Washing in cold water benefits your laundry in many ways: it reduces shrinkage, minimizes fading, keeps colors from transferring, and causes fewer wrinkles. Hot water can set unsightly stains that you’ll never get out. And delicate fabrics always prefer cold. For best results, of course, you’ll want to sort your loads so you’re washing like colors together, and matching fabric weights. Don’t wash delicate items with rough fabrics or clothes that have
metal zippers.

dirty labs washing powder 1
Above: From Dirty Labs, the Bio Laundry Advanced Stain & Odor Remover is packaged in a recycled cardboard container; $13.50.

You can still take extra measures, of course. If you’re especially concerned about odor, add a half-cup of baking soda (sodium bicarbonate) to the load. Bad stains? Try presoaking in water with detergent added. Or apply stain remover before you wash.

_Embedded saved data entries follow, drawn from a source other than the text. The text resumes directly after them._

PR #2501, opened 2020-05-28
Warmfix/update rosetta loader

BrianZito:
**Description:**
Modifications to the load_rosetta command to support a wider array of files, more specifically the new column of DAIMS 2.0

**Technical details:**
This change removed DB_TO_XLSX_MAPPING, and instead trusts column names provided by the file. The actual rosetta table stores the entire file as a JSON object anyway, so there's no concern with not having the right DB column names. This does leave the possibility of having a file with the wrong column names, but DAIMS has shown they can and do add or remove columns, so I don't think we have a choice but to trust our inputs here.

Structure of the raw names was changed to be based on the display name and index of the column. This will ensure that it is always unique. Related frontend PR (https://github.com/fedspendingtransparency/usaspending-website/pull/1698) has a change to correspond with the initial sorted column, but otherwise front doesn't reference any of these raw names directly. Because of this PR, front-end will need to merge before backend.

There will be a related frontend change to make the colors work right, but there is no need to coordinate the merges. 

    - [x] Backend
8. [ ] Jira Ticket [DEV-4176](https://federal-spending-transparency.atlassian.net/browse/DEV-4176):

```
```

As for the rinse cycle, cold water is always appropriate. Don’t throw money away by rinsing with hot—according to Energy.gov, 20 percent of the energy used in the home goes to heating water. Your washer consumes 25 gallons every time it’s run. (Note that some washers have built-in heating units to bring the water up to a desired temperature, but that still wastes energy.)

If you’re wondering exactly what we mean by “hot” and “cold,” hot water in a washer is generally 130 degrees F or above. Warm is 90 to 110 degrees, while cold is 60 to 80 degrees. There are a few circumstances that might call for an exception to washing in cold water.
—Illness in the household. If you’re washing clothing worn by a sick person, use hot water to
stem the spread of infection.
—Chilly weather. In northern climes, the temperature of tap water can be affected by the
thermometer reading outdoors. Your detergent may be less effective in water that’s below 60
degrees. In those cases, opt for warm until spring arrives.
—Cleaner synthetics. Check the washing instructions on clothing items to see if they’ll get
cleaner with warm water. That can be the case with some synthetic fabrics, such as rayon,
polyester, and spandex.

If your existing machine is nearing obsolescence (say, 11 years or older), consider replacing it with one that will give you better results. And be sure to look for the EnergyStar label, which designates energy-efficient models—an EnergyStar-certified washer will use about a third less water and a quarter less energy than a standard model.

the george and willy laundry drying rack operates on a pulley: the rack can be  10
Above: The George and Willy Laundry drying rack operates on a pulley: the rack can be raised to dry clothes and is ideal for small-space living

And now that you’ve given up hot-water washes, you might wonder about the damage caused (and energy squandered) by dryer heat. Consider line-drying instead. Your laundry (and pocketbook) will thank you.